● Required action: The response should contain only those lines of the entries below that include the string "leave".

● Source data:
────────
PR #1927, opened 2021-11-17
Fix regressionerrors

schoffelen:
This PR addresses 2 regression errors caused by the improved source2volume conversion.

### DIFF
--- a/test/test_ft_qualitycheck.m
+++ b/test/test_ft_qualitycheck.m
@@ -4,6 +4,8 @@ function test_ft_qualitycheck
 % WALLTIME 00:30:00
 % DEPENDENCY ft_qualitycheck
 
+ft_hastoolbox('obsolete', 1);
+
 cfg           = [];
 cfg.dataset   = dccnpath('/home/common/matlab/fieldtrip/data/test/original/meg/ctf275/A0132_Aud-Obj-Recognition_20051115_02.ds'); 
 cfg.savemat   = 'no';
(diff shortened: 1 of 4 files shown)


test/test_ft_qualitycheck.m
```diff
@@ -4,6 +4,8 @@
 % WALLTIME 00:30:00
 % DEPENDENCY ft_qualitycheck
 
+ft_hastoolbox('obsolete', 1);
```
robertoostenveld, line 7: should this not be `compat/obsolete` just like in test_issue623?

utilities/ft_checkdata.m
```diff
@@ -1456,6 +1456,10 @@
     % reshape the first dimension
     tmp = getsubfield(data, fn{k});
     data.(fn{k}) = reshape(tmp, [data.dim dimsiz(2:end)]);
+  elseif startsWith(dimord, '{pos}')
```
robertoostenveld, line 1459: should we then also plan for `{pos_pos}`, which would be a 6D cell array?

robertoostenveld: btw, reshaping the cell-array should indeed be fine

test/test_ft_qualitycheck.m
schoffelen: yes, that's right. I was too rash

utilities/ft_checkdata.m
schoffelen: We could build in support for '{pos_pos}', let's see what can of worms will be opened

schoffelen: OK, I think it's done.

schoffelen:
I am curious whether the daily test batch runs through, I hope that now only test_data2bids will continue to fail...

PR #1930, opened 2021-11-24
On-fly CSD computation in ft_connectivity_dwpli

stefanches7:
Here is the first draft of the proposed RAM-saving shortcut for (d)wPLI computation.
I've basically introduced a flag allowing to specify the interest in this alternative. This way, the function accepts fourier spectrum as input. 
I have had thoughts about integrating a similar way of computation in different other measurements (e.g. PLI), as well as doing a more compliant changes. So I'm glad if you suggest a way to do so. 
The whole pipeline (starting with `ft_connectivityanalysis`) was tested with the data of "rpttap_chan_freq" dimension. I am happy to come up with a dataset and add a test function :)

### DIFF
--- a/connectivity/ft_connectivity_wpli.m
+++ b/connectivity/ft_connectivity_wpli.m
@@ -14,6 +14,10 @@ function [wpli, v, n] = ft_connectivity_wpli(input, varargin)
 %   Repetitions x Channel x Channel (x Frequency) (x Time)
 % or
 %   Repetitions x Channelcombination (x Frequency) (x Time)
+% or
+%   Repetitions x Channel (x Frequency) (x Time) 
+% inside a "freq" datatype structure with repetition tapers information for
+% on-fly csd computation.
 %
 % The first dimension should contain repetitions and should not contain an
 % average already. Also, it should not consist of leave-one-out averages.
@@ -26,6 +30,8 @@ function [wpli, v, n] = ft_connectivity_wpli(input, varargin)
 %   'dojack'    = boolean, compute a variance estimate based on leave-one-out
 %   'debias'    = boolean, compute debiased wpli or not
 %   'feedback'  = 'none', 'text', 'textbar', 'dial', 'etf', 'gui' type of feedback showing progress of computation, see FT_PROGRESS
+%   'onflycsd'  = boolean, compute CSD on fly (saves memory when many
+%   trials)
 %
 % See also CONNECTIVITY, FT_CONNECTIVITYANALYSIS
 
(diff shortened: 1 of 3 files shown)


schoffelen:
Hi Stefan, sorry that I only get to this now, and thanks for your contributions so far!

If you are confident that the on-the-fly computation from a fourierspctrm works good enough, I'd like to suggest to not make this an option in ft_connectivityanalysis. The reason for this is that we'd like to keep the number of high level options manageable and clean. So, I was wondering whether it would be possible to tell the high-level code that both a crsspctrm (if the user chooses to submit a data structure with crsspctrm already computed) and fourierspctrm (if a user submits the univariate fourier data) are allowed for the wpli computation, and that the lower-level function deals with both cases.

Let me know what you think

stefanches7:
@schoffelen yes, that sounds even more convenient. However, ft_connectivityanalysis.m:252 reads `inparam='crsspctrm'`, which fixates the input to cross-spectrum. I can imagine putting an else-if clause here to allow for singular spectrum input. 

Autodetection in the lower-level function, however, becomes challenging, as we have optional time and frequency dimensions that can either be or be not present. Currently, channel combinations in single dimensions are allowed too. So the only way out in the lower dim function that I see is to introduce the "CSD-PSD" switch parameter. 

You are welcome to let me know what you think about these solutions!

schoffelen:
Hi Stefan,

I reviewed your suggested code changes in some more detail, and I noticed some severe problems with it. Therefore, I overhauled the code that you submitted for the PR, with the intention to stick to the intended functionality. I think that it now works more generically. Could you please have a look, and perhaps test it a bit yourself? I took out the need to define cfg.onflycsd as a separate option in ft_connectivityanalysis. Now the function checks the input for the presence of a fourierspctrm and always passes this one on to ft_connectivity_wpli, flagging this function to do the on-the-fly csd computation.

Your initial implementation only worked if a single frequency bin was in the input data.
Also, what was not good, is that the lower-level function ft_connectivity_wpli received a data structure in case you wanted to compute the CSD on-the-fly. The idea is to keep the input a bit more consitent, and not change a matrix into a structure depending on the options.

What is still missing from this PR is a piece of test code that demonstrates ideally the equality between the output of 2 calls to ft_connectivityanalysis (with cfg.method = 'wpli', and/or 'wpli_debiased'):

1) a freq-structure that contains freq.fourierspctrm of dimord 'rpttap_chan_freq';
and
2) a freq-structure that has been created by calling ft_checkdata(freq, 'cmbstyle', 'full') on the freq structure used in 1).

One place where this could be added is at the bottom of test/test_ft_connectivityanalysis.m

stefanches7:
Sorry for the late response @schoffelen. The changes look good. I'm glad this functionality is a part of Fieldtrip now, and thank you for the credit!

schoffelen:
credit is well deserved. Thanks for your contribution!

PR #1933, opened 2021-12-01
prevent crash when having read in all samples  & decimal separator locale issue for sample time

Horschig:
The latter actually caused the first, because the sample reading function assumed a sample rate 1/2s instead of 1/0.2s (because str2double converts "0,2" to 2 instead of 0.2). This is fixed locally now.


robertoostenveld (approved):
I cannot review the content, but believe that it might address a recent issue mentioned in the NIRS hackathon by @TommasoGhilardi

PR #1936, opened 2021-12-06
Chan Selection Case for QZFM Gen2

neurofractal:
This modification allows the user to select channels for data from QZFM Generation 2 OPMs.

MEG, MEGREF are supported, plus MEGTAN and MEGRAD (corresponding to sensor's sensitive axis).

For context, sensors are not consistently named (i.e. it is not possible to separate mags on the head from reference mags, by name)

### DIFF
--- a/utilities/ft_channelselection.m
+++ b/utilities/ft_channelselection.m
@@ -363,7 +363,7 @@ switch senstype
     % all itab MEG channels start with MAG
     labelmeg = datachannel(strncmp('MAG', datachannel, length('MAG')));
 
-  case{'QZFM_Gen2'}        
+  case{'qzfm_gen2'}        
       % This is for use with QZFM_Gen2 Optically Pumped Magnetometers
       % manufactured by QuSpin Inc.
       % SPECS: https://quspin.com/qzfm-gen-2-update/
--- a/utilities/ft_channelselection.m
+++ b/utilities/ft_channelselection.m
@@ -362,7 +362,23 @@ switch senstype
   case {'itab153' 'itab28' 'itab28_old'}
     % all itab MEG channels start with MAG
     labelmeg = datachannel(strncmp('MAG', datachannel, length('MAG')));
-    
+
+  case{'QZFM_Gen2'}        
+      % This is for use with QZFM_Gen2 Optically Pumped Magnetometers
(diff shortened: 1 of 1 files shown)


robertoostenveld (commented):
In general I think this is a good suggestion, except that I am not so happy with the label `QZFM_Gen2` for the senstype. For all other types we use lowercase strings so `qzfm_gen2` would align better (also because a lot of code does case-sensitive string comparisons). 

But perhaps some more general considerations need to be made: the senstype (or grad.type) currently refers to 1) a specific arrangement of 2) specific sensors. E.g. the sensors in ctf151 are not really different from those in ctf275, but there are more of them. And in bti248_grad there are just as many sensors, placed identically, but the sensors themselves are different. The specification `qzfm_gen2` puts the focus is on the sensor, not on the arrangement. Should the arrangement, i.e. characteristics of the 3D-printed helmet also be represented?

neurofractal:
Hi Robert, and thanks for the speedy response :) I have changed it to lower case.

RE: second point, I would suggest not specifying anything about the arrangement at the moment. The reason for this is that QuSpin currently sell OPMs on a sensor-by-sensor basis. The user can therefore arrange sensors in flexible arrays, which often change from experiment to experiment, to target specific brain regions. 

When OPM systems are commercially available (e.g. Cerca?) AND the arrays do not change shape (i.e. held in a generic helmet), we can think about implementing this separately. 

I see 'qzfm_gen2' as an edge-case for labs using QuSpin OPMs, arranged in changeable sensor arrays.

robertoostenveld:
agreed. At the moment I don't see use-cases where FieldTrip code would need to know the OPM sensor arrangement.

For the future it would be good to consider how to represent information about the placement, e.g. in BIDS rather than specifically in FieldTrip. I am thinking in the direction of `EEGPlacementScheme` and `HeadCircumference` according to this [sidecar](https://bids-specification.readthedocs.io/en/stable/04-modality-specific-files/03-electroencephalography.html#sidecar-json-_eegjson). I can imagine it being relevant to document the specific 3D-printed helmet that is used. This would (or could) overlap with actual 3D magnetometer positions+orientations, but still might be of interest (e.g. due to helmet-specific confounding effects on the recordings).

PR #1938, opened 2021-12-07
Make ft_componentanalysis more robust by determining scaling factor based on first non-all-NaN trial

johalgermissen:
Make ft_componentanalysis more robust by determining scaling factor based on first trial that is not all NaN (which might happen if ft_componentanalysis is run based on data together with an existing unmixing matrix & all data in the first trial has been rejected with ft_rejectartifact).


robertoostenveld (approved):

robertoostenveld:
thanks!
────────
● Response for this exercise:
 % average already. Also, it should not consist of leave-one-out averages.
 %   'dojack'    = boolean, compute a variance estimate based on leave-one-out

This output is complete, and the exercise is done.